Lemma:

Let x, y be two perpendicular lines and L a line.

The reflections of L in x, y are parallels.

Corollary:

Let ABC be a triangle, x,y,z three lines perpendicular to BC, CA, AB, resp. and L1, L2, L3 three lines.

Denote:

La, Lx = the reflections of L1 in BC, x, resp.

Lb, Ly = the reflections of L2 in CA, y, resp.

Lc, Lz = the reflections of L3 in AB, z, resp.

AaBbCc = the triangle bounded by La, Lb, Lc, resp.

AxByCz = the triangle bounded by Lx, Ly, Lz, resp.

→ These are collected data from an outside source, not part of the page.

PR #922, opened 2026-06-07
feat(cat): add next-gen CAT workspace UI with Storybook

cungminh2710:
## Summary

Adds a next-generation CAT (computer-assisted translation) workspace UI as a reusable component library under `src/components/cat/`, with Storybook stories for design review and iteration.

The layout matches the three-column spec from the design reference:

- **Left — Queue:** segment list with status, progress, and sequential review entry point
- **Center — Editor:** source/target panes, AI suggestion, format & QA checks, review actions, and suggestions/history/glossary tabs
- **Right — Intelligence:** context, glossary terms, QA risks, GitHub evidence, and related strings

## Architecture

- **`CatWorkspaceView`** — presentational shell; all behavior is injected via `CatWorkspaceDependencies`
- **`CatWorkspaceContainer`** — optional stateful wrapper for Storybook and local prototyping (segment navigation, target edits, approve/skip, async format validation)
- **DI interfaces** — `navigation`, `editing`, `review`, `toolbar`, and `services.validateFormat` for later API/TMS integration without changing UI components

## Storybook

Stories live at **CAT/Workspace**:

- `Default` — full workspace with fixture data and action mocks
- `EmptyQueue` — empty state
- `InteractiveReview` — approve flow interaction test

Run with:

```bash
cd apps/hyperlocalise-web && vp run storybook
```

## Validation

- `vp check --fix` passes
- `vp run build-storybook` passes

<div><a href="https://cursor.com/agents/bc-c344d486-26fc-4817-ab50-b5ccf3b08e14"><picture><source media="(prefers-color-scheme: dark)" srcset="https://cursor.com/assets/images/open-in-web-dark.png"><source media="(prefers-color-scheme: light)" srcset="https://cursor.com/assets/images/open-in-web-light.png">Open in Web</picture></a>&nbsp;<a href="https://cursor.com/background-agent?bcId=bc-c344d486-26fc-4817-ab50-b5ccf3b08e14"><picture><source media="(prefers-color-scheme: dark)" srcset="https://cursor.com/assets/images/open-in-cursor-dark.png"><source media="(prefers-color-scheme: light)" srcset="https://cursor.com/assets/images/open-in-cursor-light.png">Open in Cursor</picture></a>&nbsp;</div>


cungminh2710:

---

### Issue 1 of 1
apps/hyperlocalise-web/src/components/cat/cat-target-editor.tsx:79-97
The offset counter in `descendants` only accumulates raw text-node lengths, but `textBetween(..., "
", "
")` inserts a `"
"` separator between every pair of block nodes. For a document with two paragraphs the second paragraph's text starts at `firstLen + 1` in the analyzed string, yet the `textRanges` entry records `offsetStart = firstLen`. Any token whose `start`/`end` falls inside the second (or later) paragraph will be shifted one position too early per preceding paragraph, placing the decoration one character off per paragraph boundary.

```suggestion
              const textRanges: Array<{
                offsetStart: number;
                offsetEnd: number;
                posStart: number;
              }> = [];
              let offset = 0;
              let prevNodeEnd = -1;

              state.doc.descendants((node, pos) => {
                if (!node.isText || !node.text) {
                  return;
                }

                // Account for the "\n" block separator that textBetween inserts
                // between consecutive text nodes that belong to different blocks.
                if (prevNodeEnd !== -1 && pos !== prevNodeEnd) {
                  offset += 1; // one separator character per block boundary
                }

                textRanges.push({
                  offsetStart: offset,
                  offsetEnd: offset + node.text.length,
                  posStart: pos,
                });
                offset += node.text.length;
                prevNodeEnd = pos + node.text.length;
              });
```

cungminh2710:
@cursoragent Fix the following 4 code review issues. Work through them one at a time, proposing concise fixes.

---

### Issue 1 of 4
apps/hyperlocalise-web/src/components/cat/cat-message-format.ts:239-258
**ICU token signature too strict — valid locale-appropriate plural forms will be flagged as errors**

`tokenSignature` for `icu` tokens includes the sorted option keys (`one|other`), so a Vietnamese or Russian translation that correctly adds locale-specific plural categories (e.g. `few`, `many`) would produce a different signature from the English source, causing `findMissingTokens` to report the source block as "missing" from the target and emit an `icu-mismatch` error even though the translation is valid.

For example, a source `{count, plural, one {# item} other {# items}}` produces signature `icu:count:plural:one|other`. A correct Russian translation `{count, plural, one {# элемент} few {# элемента} many {# элементов} other {# элемента}}` produces `icu:count:plural:few|many|one|other`. These don't match, and the source block is flagged as missing. ICU structure checks should verify that the same argument name and type exist in the target, not that the option set is identical.

### Issue 2 of 4
apps/hyperlocalise-web/src/components/cat/cat-workspace-container.tsx:167-174
`onUseAiSuggestion` reads `aiSuggestion` from the `useMemo` closure (`state.intelligence.aiSuggestion`) rather than `stateRef.current`. Using `stateRef` consistently for all state reads inside callbacks would eliminate any stale-closure risk if `aiSuggestion` changes between renders without triggering the memo.

```suggestion
      onUseAiSuggestion: (segmentId: string) => {
        const aiSuggestion = stateRef.current.intelligence.aiSuggestion;
        if (!aiSuggestion) {
          return;
        }
        editing.onTargetChange(segmentId, aiSuggestion);
        onUseAiSuggestion?.(segmentId);
      },
```

### Issue 3 of 4
apps/hyperlocalise-web/src/components/ui/kbd.tsx:16
`KbdGroup` declares its props as `React.ComponentProps<"div">`, which types the ref as `HTMLDivElement`. The element actually rendered is `<kbd>`, so the ref type is wrong and any `div`-specific types that differ from `kbd` will silently pass TypeScript checks. The props type should match the rendered element.

```suggestion
function KbdGroup({ className, ...props }: React.ComponentProps<"kbd">) {
```

### Issue 4 of 4
apps/hyperlocalise-web/src/components/cat/cat-workspace-container.tsx:90-113
**`isBusy` never set — action buttons are always active during async validation**

`runSegmentChecks` fires an async `Promise.all` on every target change but the container never passes `isBusy={true}` to `CatWorkspaceView`. As a result the Approve, Previous, and Next buttons remain fully enabled while validation is in flight. A user can approve a segment before the format-check results resolve; the sequence-number guard only prevents stale `formatChecks` writes, it does not prevent this approve-before-validate race. Tracking an `isBusy` boolean in local state (set before the `await`, cleared in a `finally` block) and passing it to `CatWorkspaceView` would close the gap.

cungminh2710:

---

### Issue 1 of 1
apps/hyperlocalise-web/src/components/cat/cat-target-editor.tsx:278-282
The extension factory is called inline inside `useEditor`, creating a new `Extension` instance on every render of `CatTargetEditor`. The same PR deliberately hoists `markdownExtensions` to module scope in `markdown-description-editor.tsx` for this exact reason. While TipTap only reads extensions on initial mount (so the editor is not re-initialized), each render still constructs and discards a new extension object plus a new `StarterKit.configure(...)` instance. Hoisting to module scope avoids the waste and keeps the pattern consistent.

```suggestion
const catTargetEditorExtensions = [
  StarterKit.configure({ heading: false }),
  createCatMessageFormatExtension(),
] as unknown as Extensions;

  const editor = useEditor({
    extensions: catTargetEditorExtensions,
```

AaBbCc, AxByCz are homothetic.

Application:

Let ABC be a triangle, P a point and A'B'C' the pedal triangle of P.

Denote:

L1, L2, L3 = the Euler lines of AB'C', BC'A', CA'B', resp.

La, Lb, Lc = the reflections of L1, L2, L3 in BC, CA, AB, resp.

Li, Lii, Liii = the reflections of L1, L2, L3 in PA', PB', PC', resp.

AaBbCc = the triangle bounded by La,Lb,Lc

AiBiiCiii = the triangle bounded by Li, Lii, Liii

Which is the locus of the homothetic center of AaBbCc, AiBiiCiii as P moves on a line, the Euler line for example?